→ DATA:
PR #330, opened 2021-01-08
AB#5045 Improve readability layer names

jannisvisser:


jannisvisser:
@gulfaraz see the minor (unrefined) change I made to separate the layer-overview from the timeline-component visually. I thought this would maybe solve Orla's issues with that, and I think it looks better personally as well. But it's unplanned, so feel free to turn back if you disagree.

PR #344, opened 2021-01-11
AB#5527 feat: show exposed pop. by default if trigger

jannisvisser:
@gulfaraz Is this commit message correct for Conventional Commit?

### DIFF
--- a/interfaces/IBF-dashboard/src/app/services/map.service.ts
+++ b/interfaces/IBF-dashboard/src/app/services/map.service.ts
@@ -97,7 +97,11 @@ export class MapService {
       label: IbfLayerLabel[indicator.name],
       type: IbfLayerType.shape,
       description: 'loadAggregateLayer',
-      active: indicator.active,
+      active:
+        indicator.name === IbfLayerName.population_affected &&
+        this.eventService.state.activeTrigger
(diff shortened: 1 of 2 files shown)


gulfaraz:
I'm not sure if the tools pick up the type of commit if it's in between. We can test it but I suggest using one of the following to be safe,

`feat: AB#5527 show exposed pop. by default if trigger`

`feat: show exposed pop. by default if trigger AB#5527`

interfaces/IBF-dashboard/src/app/services/map.service.ts
```diff
@@ -97,7 +97,11 @@ export class MapService {
       label: IbfLayerLabel[indicator.name],
       type: IbfLayerType.shape,
       description: 'loadAggregateLayer',
-      active: indicator.active,
+      active:
```
gulfaraz, line 100: @jannisvisser shouldn't the API send the correct value for active instead of changing this in the dashboard?

jannisvisser: @gulfaraz sure. you mean that also the trigger-boolean is checked in API-service? Feel free to adapt.

PR #411, opened 2021-01-29
fix: remove [0,0] waterpoint locations AB#5846

jannisvisser:


services/API-service/src/api/waterpoints/waterpoints.service.ts
```diff
@@ -40,6 +40,11 @@ export class WaterpointsService {
         .get(path, { headers: this.headers })
         .subscribe((response): void => {
           const result = response.data;
+          result.features = result.features.filter(
```
gulfaraz, line 43: For Uganda, `https://data.waterpointdata.org/resource/amwk-dedf.geojson?$where=water_source is not null AND water_source !='Lake' AND within_polygon(location, 'POLYGON ((35.00105362800008 -1.48147434699996, 35.00105362800008 4.231367005000038, 29.57216169200007 4.231367005000038, 29.57216169200007 -1.48147434699996, 35.00105362800008 -1.48147434699996))')&$limit=100&status_id=yes&country_id=UG`

@jannisvisser We should avoid performing the filter on our server when there is an option to offload that. It's easier to send a country bounding box as a filter parameter.

jannisvisser: @gulfaraz I tried this, but it kept failing without clear error message. But go for it then. (But avoid spending too much time on it, it's not worth it..)

gulfaraz: @jannisvisser We should spend some time on this now so we don't have to come back to this in the future. These sort of sub-optimal implementations add up and lead to a load time of 30 seconds, especially so when on the backend where everyone's requests are served by the same CPU.

PR #421, opened 2021-02-01
fix: waterpoints api should use polygon filter

gulfaraz:


gulfaraz:
AB#5846

jannisvisser (approved):
@gulfaraz checked this locally and works.

PR #424, opened 2021-02-01
fix in loading aggregates + fix in deploy-script

jannisvisser:


tools/deploy.sh
```diff
@@ -67,7 +67,7 @@ function deploy() {
         do
             echo "$SCHEMA"
             rm -f tools/db-dumps/ibf_$SCHEMA.dump
-            PGPASSWORD=$DB_PASSWORD pg_dump -U $DB_USERNAME -Fc -f tools/db-dumps/ibf_$SCHEMA.dump -h $DB_HOST -n \"$SCHEMA\" $DB_DATABASE
```
jannisvisser, line 70: @gulfaraz I changed this back. The point here is that it is dumping 
- from **geonode_datav3**
- to **$DB_DATABASE** (that being 'test' or 'staging' depending on which server the script is run on)

gulfaraz: so **geonode_datav3** is like a temp database?

jannisvisser: @gulfaraz no, it's the development database

PR #450, opened 2021-02-09
Ruben fix pipeline pip AB#5968

RubenGeo:


services/IBF-pipeline/pipeline/runSetup.py
```diff
@@ -2,6 +2,7 @@
 from lib.setup.createSubFolders import createSubFolders
 from lib.setup.staticDataDb import uploadStaticToDb, processStaticDataDb
 from settings import *
+from secrets import *
```
gulfaraz, line 5: @jannisvisser is the `runSetup.py` file still needed? If not, can we delete the file?

services/IBF-pipeline/pipeline/runCron.py
```diff
@@ -6,6 +6,7 @@
 import time
 import datetime
 from settings import *
+from secrets import *
```
gulfaraz, line 9: @RubenGeo I get this error when running `runCron.py`

Screenshot 2021-02-09 at 13 38 20

services/IBF-pipeline/Dockerfile
```diff
@@ -1,11 +1,11 @@
-FROM ubuntu:16.04
+FROM ubuntu:18.04
```
gulfaraz, line 1: Works for now but would be nice to upgrade to 20.04 (if possible).

services/IBF-pipeline/pipeline/runSetup.py
gulfaraz, line 5: @jannisvisser is the runSetup.py file still needed? If not, can we delete the file?

gulfaraz (changes requested):

PR #500, opened 2021-02-22
fix: trigger country-subscription at refresh AB#6272

jannisvisser:


jannisvisser:
@RubenGeo FYI: this was the solution (to trigger country-subscription also at general 'initialization' instead of only at login)

PR #588, opened 2021-03-18
fix: populationAffected column should not get dropped on synchronize …

gulfaraz:
…[AB#6690](https://dev.azure.com/redcrossnl/056030a3-96d2-4070-8718-48f602a2af75/_workitems/edit/6690)


gulfaraz:
@jannisvisser @RubenGeo please test on your local before merging. If you get the column contains null values error, please don't set `nullable: true` instead run the pipeline again which will populate the right value into the column.

jannisvisser:
@gulfaraz thanks for noticing this. I wasn't aware that this table was created through an entity (while being in the IBF-pipeline-output schema). As such I removed the DDL create table statement completely again, as it's not needed and will lead to bugs again with more changes in the future.

PR #625, opened 2021-03-23
fix: cypress file location2

RubenGeo:


gulfaraz:
@RubenGeo it appears this PR broke the lighthouse setup

`/var/tmp/ibf-2021-03-25.stderr.log` on the test VM has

→ GOAL OF THE EXERCISE:
Go through the entries and copy every line that has "needed".

→ ANSWER:
gulfaraz, line 5: @jannisvisser is the `runSetup.py` file still needed? If not, can we delete the file?
gulfaraz, line 5: @jannisvisser is the runSetup.py file still needed? If not, can we delete the file?
@gulfaraz thanks for noticing this. I wasn't aware that this table was created through an entity (while being in the IBF-pipeline-output schema). As such I removed the DDL create table statement completely again, as it's not needed and will lead to bugs again with more changes in the future.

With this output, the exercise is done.